Database Indexing Strategies That Actually Work

Indexes are the most impactful performance optimization in any database. A single well-chosen index can turn a 10-second query into a 10-millisecond query. But indexes consume disk space and slow down writes.

1. B-Tree vs Hash Indexes

Property B-Tree Hash
Lookup type Equality + Range Equality only
ORDER BY support Yes (in-order traversal) No
LIKE 'prefix%' Yes No
-- B-tree (default)
CREATE INDEX idx_email ON users(email);

-- Hash (MySQL/MariaDB, Memory engine only)
CREATE INDEX idx_email ON users(email) USING HASH;

-- PostgreSQL hash (WAL-logged since PG 10)
CREATE INDEX idx_email ON users(email) USING HASH;

Rule of thumb: Use B-tree. Hash only helps for pure equality lookups. B-tree is right for 95% of indexes.

2. Composite Indexes and Column Order

CREATE INDEX idx_user_status_created ON users(status, created_at);

Column order rules:

  1. Equality columns first (WHERE col = ?)
  2. Range columns second (WHERE col > ?, BETWEEN)
  3. Sort columns last (ORDER BY)
-- Query:
SELECT * FROM orders
WHERE customer_id = 123 AND status = 'shipped'
ORDER BY created_at DESC;

-- Optimal index:
CREATE INDEX idx_customer_status_created
  ON orders(customer_id, status, created_at);

The "skip scan" limitation: An index on (a, b, c) supports queries on a, a,b, and a,b,c. It does NOT support queries on b only, or a,c (with b skipped) efficiently.

3. Covering Indexes

A covering index contains all columns needed by a query, so the DB never accesses the table:

-- Without covering index: index + table access
EXPLAIN SELECT id, email, name FROM users WHERE email = '[email protected]';
-- Extra: NULL (needs to read table row)

-- With covering index:
CREATE INDEX idx_email_covering ON users(email, name);
EXPLAIN SELECT id, email, name FROM users WHERE email = '[email protected]';
-- Extra: Using index (no table access needed)
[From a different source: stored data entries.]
PR #10166, opened 2024-10-07
Disable merges for indexImplTables partitions when build is in progress

jepett0:
Ticket:
- https://github.com/ydb-platform/ydb/issues/8583

### Description of the change

[Do not merge](https://github.com/ydb-platform/ydb/pull/10166/commits/eb8cb41312279104d815f9497a31233717d9d149#diff-3489c7d6c6ac1a283c26f0ebf1056af0bfea000001fcb2303d141016793db947) partitions of indexImplTables if they are not finished being built (i.e. the state of the index object is not equal to [EIndexStateReady](https://github.com/ydb-platform/ydb/blob/f6e0d968f423f1c82824c21783a2b508e2ab6baa/ydb/core/protos/flat_scheme_op.proto#L1038)).

### Context

We have implemented saving split boundaries of indexImplTables to the backup recently:
- https://github.com/ydb-platform/ydb/pull/7589

However, the indexImplTable is created empty during the process of an import from S3. The data is being [added](https://github.com/ydb-platform/ydb/blob/63805c5c7a7ac9bba1e2bc5187d3c14d432db4d2/ydb/core/tx/schemeshard/schemeshard_build_index__progress.cpp#L593) to it at the [filling](https://github.com/ydb-platform/ydb/blob/63805c5c7a7ac9bba1e2bc5187d3c14d432db4d2/ydb/core/tx/schemeshard/schemeshard_info_types.h#L2912) stage of the [BuildIndexes](https://github.com/ydb-platform/ydb/blob/63805c5c7a7ac9bba1e2bc5187d3c14d432db4d2/ydb/core/tx/schemeshard/schemeshard_info_types.h#L2776) phase of the import process. If there are a lot of partitions in the index, it would take a lot of time to fill them. During the filling stage, SchemeShard might decide to merge the partitions of this indexImplTable. We would like to prevent it, because it will slow down the import process significantly. DataShards cannot build index if its partitions are being merged and would have to wait for the merge to end.

### Notes

Commits are separated for your convince:
- preliminary refactoring: c92a1d73fd0fdaf1d538310a8a1398f1cefb77f4
- the main change: eb8cb41312279104d815f9497a31233717d9d149
- unit tests: ccb3ff40aecab1dc99ec1f0a8ca1d75e927257fa

### DIFF
--- a/ydb/core/tx/schemeshard/ut_helpers/helpers.h
+++ b/ydb/core/tx/schemeshard/ut_helpers/helpers.h
@@ -62,6 +62,10 @@
     template<bool OPT1, bool OPT2>                                                                                 \
     void N(NUnitTest::TTestContext&)
 
+namespace NYdb::NTable {
+    struct TGlobalIndexSettings;
+}
+
 namespace NSchemeShardUT_Private {
     using namespace NKikimr;
 
@@ -361,6 +365,7 @@ namespace NSchemeShardUT_Private {
         NKikimrSchemeOp::EIndexType IndexType = NKikimrSchemeOp::EIndexTypeGlobal;
         TVector<TString> IndexColumns;
         TVector<TString> DataColumns;
+        TVector<NYdb::NTable::TGlobalIndexSettings> GlobalIndexSettings = {};
     };
 
     std::unique_ptr<TEvIndexBuilder::TEvCreateRequest> CreateBuildColumnRequest(ui64 id, const TString& dbName, const TString& src, const TString& columnName, const Ydb::TypedValue& literal);
--- a/ydb/core/tx/schemeshard/schemeshard__table_stats.cpp
+++ b/ydb/core/tx/schemeshard/schemeshard__table_stats.cpp
@@ -264,10 +264,11 @@ bool TTxStoreTableStats::PersistSingleStats(const TPathId& pathId,
                                                                subDomainInfo->EffectiveStoragePools(),
                                                                shardInfo->BindedChannels);
 
+    const auto pathElement = Self->PathsById[pathId];
     LOG_DEBUG_S(ctx, NKikimrServices::FLAT_TX_SCHEMESHARD,
                 "TTxStoreTableStats.PersistSingleStats: main stats from"
                     << " datashardId(TabletID)=" << datashardId << " maps to shardIdx: " << shardIdx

4. Cardinality and Selectivity

-- Check cardinality
SHOW INDEX FROM orders;
Column Cardinality Selectivity Indexing Value
id (PK) 1M 100% Excellent
email 1M 100% Excellent
status 5 0.0005% Poor alone, useful in composite
is_active 2 0.0001% Very poor alone

The cardinality trap: An index on status (5 values) matching 20% of rows — full table scan is cheaper. But (status, created_at) is excellent.

5. Partial and Functional Indexes

-- Partial index (PostgreSQL, SQL Server, SQLite)
CREATE INDEX idx_active_users ON users(email) WHERE status = 'active';

-- Functional index (PostgreSQL, MySQL 8.0+, MariaDB 10.2+)
CREATE INDEX idx_lower_email ON users(LOWER(email));

6. Index Maintenance

# PostgreSQL: rebuild indexes
REINDEX INDEX idx_name;

# MySQL/MariaDB: rebuild
ALTER TABLE my_table ENGINE=InnoDB;
# Or: OPTIMIZE TABLE my_table;

When to rebuild: After bulk DELETE (>30% rows), when index size grows disproportionately, during low-traffic windows.

7. The Index Decision Framework

For every slow query:

  1. Is the WHERE clause using an index? (EXPLAIN: key column)
  2. Is ORDER BY using an index? (check for "Using filesort")
  3. Is the query covered? (check for "Using index")
  4. Are JOIN columns indexed? (every FK needs an index)
SET GLOBAL slow_query_log = ON;
SET GLOBAL long_query_time = 0.1;
EXPLAIN FORMAT=JSON SELECT ... G

Summary

Strategy When Example
B-tree Default — equality + range CREATE INDEX ... (default)
Composite Multi-column WHERE + ORDER BY (eq_cols, range_col, sort_col)
Covering High-frequency queries Include all SELECT columns
Partial Filtered subset WHERE status = 'active'
Functional Expression-based queries LOWER(email)

The most important skill is reading EXPLAIN output. Every DDL change should start with "what does the query plan look like?" and end with "did it improve?"